Privacy Policy

Last updated: 22 May 2026

Ricki Robin ("we", "us", "our") is a UK-based apparel brand. This Privacy Policy explains how we collect, use, store, and protect your personal data when you use our app and website at ricki-robin.com (the "App") and purchase products through our store at ricki-robin.store (the "Store").

We are committed to protecting your privacy and handling your data in accordance with the UK General Data Protection Regulation (UK GDPR) and the Data Protection Act 2018.

1. Data Controller

The data controller responsible for your personal data is:

Ricki Robin
United Kingdom
Email: hello@ricki-robin.com

2. What Data We Collect

Account Information

When you create an account or sign in, we may collect:

• Email address — provided directly or via Google sign-in
• Name — from your Google profile or manually entered
• Profile picture — from your Google profile or uploaded by you
• Display name and bio — if you choose to set them

Usage Data

We collect anonymised usage data to improve the App, including:

• Pages and screens viewed
• Products browsed, saved, and tapped
• Designers followed
• App version and platform (web, iOS, Android)
• General location (country level, derived from IP address for currency localisation)

Push Notification Tokens

If you opt in to push notifications, we store your device push token to send you notifications about new products, designers, and collections.

Profile Photos

If you upload a custom profile photo, it is stored securely in our cloud storage and associated with your account.

3. How We Use Your Data

We use your personal data for the following purposes:

Purpose	Legal Basis
Account creation and authentication	Contract / Consent
Displaying your profile information	Contract
Saving your product preferences	Contract
Sending push notifications (if opted in)	Consent
Sending magic link login emails	Contract
Improving the App experience	Legitimate Interest
Currency and locale detection	Legitimate Interest

4. Third-Party Services

We use trusted third-party services to operate the App. Your data may be processed by:

Service	Purpose	Data Shared
Supabase	Authentication, database, file storage	Email, name, profile data, saved products
Google OAuth	Sign-in with Google	Email, name, profile picture (from Google)
Shopify	Product catalogue and checkout	No personal data shared from the App; Shopify handles its own checkout data
Vercel	App hosting and deployment	IP address (server logs)
Expo / React Native	App framework and push notifications	Push notification tokens

Each of these services has its own privacy policy, and we encourage you to review them.

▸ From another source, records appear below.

PR #1132, opened 2025-10-28
update test to check for UTF16LE/BE

alexanderadam:
This PR just extends the test for UTF-16 LE/BE as well.

refs #52 and https://github.com/ruby/irb/pull/1129#discussion_r2469918480

**PS:** I'm looking for a new adventure in case anybody is looking to hire or work with a Ruby/Rails/Crystal dev

### DIFF
--- a/test/irb/test_completion.rb
+++ b/test/irb/test_completion.rb
@@ -345,13 +345,10 @@ module TestIRB
     end
 
     def test_utf16_method_name_does_not_crash
-      if RUBY_ENGINE == 'truffleruby'
-        omit "TruffleRuby does not support UTF-16 methods."
-      end
       # Reproduces issue #52: https://github.com/ruby/irb/issues/52
-      method_name = "test_utf16_method".encode(Encoding::UTF_16)
       test_obj = Object.new
-      test_obj.define_singleton_method(method_name) {}
+
+      test_obj.define_singleton_method("test_utf16le_method".encode(Encoding::UTF_16LE)) {}
       test_bind = test_obj.instance_eval { binding }
 
       completor = IRB::RegexpCompletor.new
@@ -360,7 +357,7 @@ module TestIRB
         result = completor.completion_candidates('', 'test', '', bind: test_bind)
       end
 
-      assert_include result, "test_utf16_method"
+      assert_include result, "test_utf16le_method"
     end
   end
 end


test/irb/test_completion.rb
```diff
@@ -345,13 +345,15 @@ def test_regexp_completor_handles_encoding_errors_gracefully
...
-      method_name = "test_utf16_method".encode(Encoding::UTF_16)
+      # Tests UTF-16, UTF-16LE, and UTF-16BE encodings
       test_obj = Object.new
-      test_obj.define_singleton_method(method_name) {}
+
+      if RUBY_ENGINE != 'truffleruby'
+        test_obj.define_singleton_method("test_utf16_method".encode(Encoding::UTF_16)) {}
+      end
+      test_obj.define_singleton_method("test_utf16le_method".encode(Encoding::UTF_16LE)) {}
+      test_obj.define_singleton_method("test_utf16be_method".encode(Encoding::UTF_16BE)) {}
```
tompng: Only testing one of `UTF_16LE` or `UTF_16BE` is enough.

As mentioned in https://github.com/ruby/irb/pull/1129#discussion_r2468591736, `UTF_16` is a dummy encoding. Testing UTF_16 is not so important. There's a benefit removing UTF_16 test: removing truffleruby condition.

Here's a list of encodings that cause error. It is not restricted to UTF_16 family.
```
UTF-16BE	UTF-16LE	UTF-32BE	UTF-32LE	UTF-16	UTF-32	CP949	Emacs-Mule
EUC-TW	Windows-1258	GB1988	macCentEuro	macThai	IBM037	stateless-ISO-2022-JISO-2022-JP
CP50220	CP50221	MacJapanese	ISO-2022-JP-KDDI	stateless-ISO-2022-JP-KDDI
```
Found by this script
```ruby
Encoding.list.each do |encoding|
  obj = Object.new
  (128..0xffff).each do |c|
    obj.define_singleton_method('a'.encode(encoding) + c.chr(encoding)){}
  rescue EncodingError, RangeError
  end
  IRB::RegexpCompletor.new.completion_candidates('', 'obj.a', '', bind: binding) rescue puts encoding.name
end
```
I don't think it's worth testing all of these encodings.
So I think selecting one of them (`UTF_16LE` or `UTF_16BE`) is enough.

5. Cookies and Local Storage

The App uses localStorage (not traditional cookies) to:

• Persist your login session so you stay signed in between visits
• Cache app preferences for a faster experience

We do not use advertising or tracking cookies. We do not share data with advertisers.

6. Data Retention

• Account data is retained for as long as you have an active account. If you delete your account, your data will be permanently removed within 30 days.
• Usage analytics are retained in anonymised form and cannot be linked back to you.
• Push notification tokens are removed when you uninstall the App or revoke permission.

7. Your Rights

Under UK GDPR, you have the right to:

• Access — Request a copy of the personal data we hold about you
• Rectification — Ask us to correct inaccurate data
• Erasure — Ask us to delete your data ("right to be forgotten")
• Portability — Request your data in a machine-readable format
• Object — Object to processing based on legitimate interest
• Withdraw consent — Where processing is based on consent, you can withdraw it at any time

To exercise any of these rights, contact us at hello@ricki-robin.com.

8. Data Security

We take reasonable technical and organisational measures to protect your data, including:

• Encryption in transit (HTTPS/TLS) for all data
• Row Level Security (RLS) on our database to ensure users can only access their own data
• Secure token-based authentication
• Profile photos stored in access-controlled cloud storage

9. Children's Privacy

The App is not directed at children under 16. We do not knowingly collect personal data from children. If you believe a child under 16 has provided us with personal data, please contact us and we will delete it promptly.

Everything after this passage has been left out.